Work instruction: Send back every record exactly.

[Given information Boundary: Start]

PR #23, opened 2020-11-11
refactor: Refactored schemas 

frgfm:
This PR refactors slightly the schemas to better leverage class inheritance.

### DIFF
--- a/src/app/api/routing.py
+++ b/src/app/api/routing.py
@@ -7,7 +7,7 @@ from app.api import crud, security
 from app.api.schemas import (UserAuth, UserCreation, UserRead, CredHash, Cred,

[Given information Boundary: End]

Exercise solution:
PR #23, opened 2020-11-11
refactor: Refactored schemas 

frgfm:
This PR refactors slightly the schemas to better leverage class inheritance.

### DIFF
--- a/src/app/api/routing.py
+++ b/src/app/api/routing.py
@@ -7,7 +7,7 @@ from app.api import crud, security
 from app.api.schemas import (UserAuth, UserCreation, UserRead, CredHash, Cred,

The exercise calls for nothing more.